# DiY misting system



## Guest (Nov 17, 2004)

do any of you have experience with using a mister that is integrated into the water section of the viv? i was wondering about using a pump in the water section to pump up to misting nozzles at the top of the tank. the drainage water would allow some of the mist to be recycled. has anyone tried this? or is there an obvious reason why i should not?

TIA

landon


----------



## Guest (Nov 17, 2004)

From the lurking that I've been doing lately and not from first hand 
knowledge. It seems that if you use this approach you are very likely to foul 
your misting nozzles with debris(dirt, dead flies, etc.). Depending on how 
you mount the nozzle it could be a real hassle to clear the line.


----------



## FCA (Oct 7, 2004)

You need a high pressure pump to run misting nozzles as well as for the reason stated above about clogging them from debris in the water.


----------



## jhupp (Feb 27, 2004)

You could filter detritus out with little effort. The main issue is the pump. Impeller driven pumps will not generate enough pressure to drive the mising heads. Instead you need a small pump which can produce a fairly high pressure. And pumps for this purpose generally run about 100$, which under most circumstances is not cost effective. You should also consider if the water from the water feature is suitable to mist your plants. PH dercease with droplet size in fine mist. So if your feature contains black water, the mist may become to acidic. Just some things to think about.


----------



## Guest (Nov 17, 2004)

*thanks all!!*

those were fast responses. thanks for the words of wisdom. i guess ill have to rig something up for under the tank. do you guys have any links to good DiY misters, or is there a DiY section on this forum. i think ive stumbled across a gold mine of info findon this board.

landon


----------



## Guest (Nov 17, 2004)

One thing you could try to do is use a winsheild washer pump. As soon as I get a missting nozzel I was going to try and see if they prodce enough pressure to get a fine mist. I do believe their are 2 differnt kinds of these pumps; one of which is an inline pump, and the other that goes directly into the washer fluid. Your best bet would be to get the inline pump which mounts on the outside of the washer fluid tank. The biggest problem with this would be wiring it up. You will need a 12v adapter to run and I am not sure which wires go to what. If you use this method then you could hook pump up to a gallon jug and just refill it when needed.

Mike P.


----------



## bluetip (May 18, 2004)

Hi Mike,

Can you share with us your experience with the windshield wiper pumps once you've tried them?

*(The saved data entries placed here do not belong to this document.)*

Issue #123, opened 2012-01-02
Reduce excessive allocations in parser


jckarter:
Since AST nodes aren't ever really freed once created, they should be allocated using a bump allocator and not refcounted or freed.

jckarter:
Done by @agemogolk in #365

PR #365, opened 2012-09-01
Use BumpPtrAllocator for Object allocation

ghost:
Significantly reduces number of allocations during parsing and compilation.

This is pretty simple implementation designed to minimise source changes, but seems to work ok. 
Maybe addresses issue #123.

### DIFF
--- a/compiler/src/clay.hpp
+++ b/compiler/src/clay.hpp
@@ -332,8 +332,6 @@ public :
     }
 };
 
-static llvm::BumpPtrAllocator *ObjectAllocator = new llvm::BumpPtrAllocator();
-
 
 //
 // Object
@@ -349,12 +347,6 @@ struct Object {
     void decRef() {
         if (--refCount == 0)
             delete this;
-    }
-    void *operator new(size_t num_bytes) {
-        return ObjectAllocator->Allocate(num_bytes, llvm::AlignOf<Object>::Alignment);
-    }
-    void operator delete(void *p) {
-        ObjectAllocator->Deallocate(p);
     }
 };
 
@@ -1007,10 +999,18 @@ void tokenize(SourcePtr source, size_t offset, size_t length,
 // AST
 //
 
+static llvm::BumpPtrAllocator *ANodeAllocator = new llvm::BumpPtrAllocator();
+
 struct ANode : public Object {
     Location location;
     ANode(int objKind)
         : Object(objKind) {}
+    void *operator new(size_t num_bytes) {
+        return ANodeAllocator->Allocate(num_bytes, llvm::AlignOf<ANode>::Alignment);
+    }
+    void operator delete(void *p) {
+        ANodeAllocator->Deallocate(p);
+    }
 };
 
 struct Identifier : public ANode {
--- a/compiler/src/clay.hpp
+++ b/compiler/src/clay.hpp
@@ -317,7 +317,7 @@ public :
     }
     T &operator*() { return *p; }
     const T &operator*() const { return *p; }
-    T *operator->() { return p; }
+    T *operator->() { return p; } 
     const T *operator->() const { return p; }
     T *ptr() const { return p; }
     bool operator!() const { return p == 0; }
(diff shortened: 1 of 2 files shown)


jckarter:
Is there any compile-time performance improvement with this patch? How does memory usage compare?

compiler/src/clay.hpp
```diff
@@ -347,7 +348,10 @@ struct Object {
     void incRef() { ++refCount; }
     void decRef() {
         if (--refCount == 0)
-            delete this;
+            ObjectAllocator->Deallocate(this);
```
jckarter: You should call `ObjectAllocator->Deallocate` from `Object::operator delete`, so that the destructor still gets invoked.

ghost:
Significant parse/compile time improvements when compiling individual projects. Test suite time dropped ~20 secs ( ~8%). Allocations seem to be halved at worst for small modules.  The default slab allocation is fairly small (4096 bytes) so memory usage is similar. Larger slabs made negligible difference as most allocations are around 100 bytes.

Be interesting to see how well this works on other platforms.

jckarter:
Well, BumpPtrAllocator never actually releases memory, so I think compile-time-computation-heavy code that allocates lots of temporaries will use more memory or run out of memory. For instance, one of the cocoa.\* tests on OS X tops out at 1.89GB with your patch. While it's sensible to leak AST nodes, invoke tables, overloads, and other objects that are required for the lifetime of a compile job, I think there needs to be a smarter allocation strategy for EValues and CValues used for evaluation and codegen. Maybe a stack of BumpPtrAllocators mirroring the callstack could be made to work, though there will probably be problems with passing objects up the stack.

jckarter:
OTOH, the reference counting for BumpPtr allocated objects is unnecessary (since the object memory is never reclaimed anyway), and removing it would probably give even better performance improvements.

ghost:
Joe, can you try your OSX test with the bump alloc restricted to ANodes. It still give a significant drop in allocations and increased performance.

ghost:
I did try this with the ref counting disabled and it didn't have much impact. Using the bump for just ANodes makes this a moot point anyway as the other Objects need it.

compiler/src/clay.hpp
```diff
@@ -1000,10 +999,18 @@ void tokenize(SourcePtr source, size_t offset, size_t length,
...
 struct ANode : public Object {
     Location location;
     ANode(int objKind)
         : Object(objKind) {}
+    void *operator new(size_t num_bytes) {
+        return ANodeAllocator->Allocate(num_bytes, llvm::AlignOf<ANode>::Alignment);
+    }
+    void operator delete(void *p) {
+        ANodeAllocator->Deallocate(p);
+    }
```
jckarter: A problem with this is that, since `delete` is not dynamically dispatched and all `Object` subtypes are `delete`d by `ObjectPtr`, it will try to delete `ANode`s using `Object::operator delete`, which will try to `free` memory managed by the `BumpPtrAllocator` and crash. Luckily AST nodes don't ever reach zero refcount currently, but if they did, stuff would break.

To make subclass-specific deallocation work in C++ you need to do something like this to make deallocation happen as part of destruction (and then never stack-allocate):

``` c++

struct Base {
    // overload operator delete to do nothing so that `delete base;` just invokes the dtor
    void operator delete(void*) {}

    // invoke the real virtual deallocator as part of the dtor
    virtual void dealloc() { ::operator delete(this); }
    virtual ~Base() { dealloc(); }
};

struct Derived : Base {
    void *operator new(size_t sz) { return CustomAllocator::allocate(sz); }
    virtual void dealloc() { CustomAllocator::deallocate(this); }
};
```

ghost:
Oh, the joy of learning C++!  OK, i'll see if I can make the code look a little uglier and less intuitive, as the designers obviously intended.

jckarter:
Running the tests with only ANodes bump allocated works with about the same memory footprint as before, although it's a bit slower—bump-allocating everything takes 713s, while bump-allocating only ANodes takes 801s. (That's with LLVM compiled with Debug+Asserts.)

jckarter:
And of course, someone on a Mac that doesn't have 8GB of RAM would get a much slower count for the former case.

ghost:
Did you see any increase in performance with this? Do the cocoa tests still require huge amounts of memory?

jckarter:
Memory usage is the same as before. There's a small speed up running the tests.

PR #366, opened 2012-09-02
Disable ref counting and dealloc for ANodes

ghost:
As bump allocator never releases and ANodes persist during compilation no need to ref count and deallocate.
This seems to give another small performance increase.

### DIFF
--- a/compiler/src/clay.hpp
+++ b/compiler/src/clay.hpp
@@ -342,8 +342,8 @@ struct Object {
     int objKind;
     Object(int objKind)
         : refCount(0), objKind(objKind) {}
-    void incRef() { ++refCount; }
-    void decRef() {
+    virtual void incRef() { ++refCount; }
+    virtual void decRef() {
         if (--refCount == 0)
             dealloc();
     }
@@ -1007,6 +1007,8 @@ struct ANode : public Object {
     Location location;
     ANode(int objKind)
         : Object(objKind) {}
+    virtual void incRef() {}
+    virtual void decRef() {}
     void *operator new(size_t num_bytes) {
         return ANodeAllocator->Allocate(num_bytes, llvm::AlignOf<ANode>::Alignment);
     }


compiler/src/clay.hpp
```diff
@@ -1007,6 +1007,8 @@ struct ANode : public Object {
     Location location;
     ANode(int objKind)
         : Object(objKind) {}
+    virtual void incRef() {}
```
jckarter, line 1010: What's the performance effect of this? My gut feeling is that a virtual function call is more expensive than an inc instruction.

ghost, line 1010: Yeah, something has gone awry with my timings, scratch this one.

jckarter:
I don't think there is much improvement left to be had in tweaking the object model as-is. A deeper redesign, where more objects used unique ownership semantics or value semantics where appropriate instead of blanket reference-counted reference semantics, would be the way to go, but is a lot of work.

ghost:
Sure. I was looking at this  due to the recent increase in number of tests, some of which take a long time. Makes the testing cycle a pain, it was just about ok when the test suite ran in 60-100s.

May be worth reorganising the library structure e.g. lib-core, lib-std, lib-contrib, with corresponding test targets. Fast testing of compiler changes would be nice.

jckarter:
Well @stepancheg has been changing tests to use the `test` module, which is a bit slow to compile. Improving the compile time performance of the test module would be nice.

I would be curious to find out if that will work!

thanks



> scorpion1971 Posted: Thu Nov 18, 2004 4:36 am Post subject:
> 
> --------------------------------------------------------------------------------
> 
> ...


----------



## Guest (Nov 18, 2004)

scorpion1971 said:


> Your best bet would be to get the inline pump which mounts on the outside of the washer fluid tank. The biggest problem with this would be wiring it up. You will need a 12v adapter to run and I am not sure which wires go to what. If you use this method then you could hook pump up to a gallon jug and just refill it when needed.
> 
> Mike P.


i like this idea but wanted to try and contain it to inside the tank. i went last night and picked up a garden sprayer, a patio misting kit (with 8 adjustable flow nozzles and all the tubing needed), and an automatic timer/sprinkler control, along with all the misc plumbng needed to hook the garden sprayer to te timer and nozzles. the total setup cost me about $90. im going to hook it up at work today and see if it will work. if it will ill have a 3 gallon reservior, and total control over flow. in theory i should be able to control how much H2O comes out by, adjusting how much i pump it up and by how i adjust the nozzles. im still interestd in your idea as i will be setting up an 80 gallon for darts soon. this is where i want to contain the misting sytem within. this system i am going to try on a large chameleon cage that im currently building. i got the general idea from http://www.trix.com/binx/mister/. i found some better stuff than what he mentioned and the prices are a little different because the article was written a while back.

landon[/url]


----------



## Schism (Nov 12, 2004)

I used to run something exactly like you are describing. I did it years ago when I had no clue what I was doing. However it was successful, but I guess that term is relative. I used those misting systems that they use for outside misting systems, I got it at home depot. I then bought a sump pump. It was well massive compared to the pumps we used for misting systems. It weighed a good 15lbs and was bulky. I submersed it in a water area and affixed adapters to attach it to the misting hose. I ran it on a timer and it worked extremely well, surprisingly. It didn't have a lot of pressure, but it ran 6 nozzles relatively well. It was very nice because I almost never had to add, or remove water, and it stayed 100% humidity.

I'm sure you don't want to do this, but I would guess something could be figured out.


----------



## Guest (Nov 22, 2004)

thanks for the idea schism. i actually dont mind the sump and pump idea, but what kind of pump was it? my idea uses the pressurized garden sprayer as a pump, and it doesnt seem to do to bad, with two nozzles. there is no way it could run six though. the only thing i really dont like is the nozzles. the girl at my LPS is getting me some mister nozzles from the little mister they sell. it will attach to the small tube that the patio spray kit uses. we'll see how it goes.

landon


----------



## Schism (Nov 12, 2004)

I have no idea what kind of pump it was. This was years ago. 
I can assure you it won't work like most people expect today out of a misting system, but it might be sufficient with enough experimenting..


----------



## Guest (Nov 22, 2004)

im used to the ol' spray bottle and a walk around the house, so anything automated is going to be a real treat for me 

landon


----------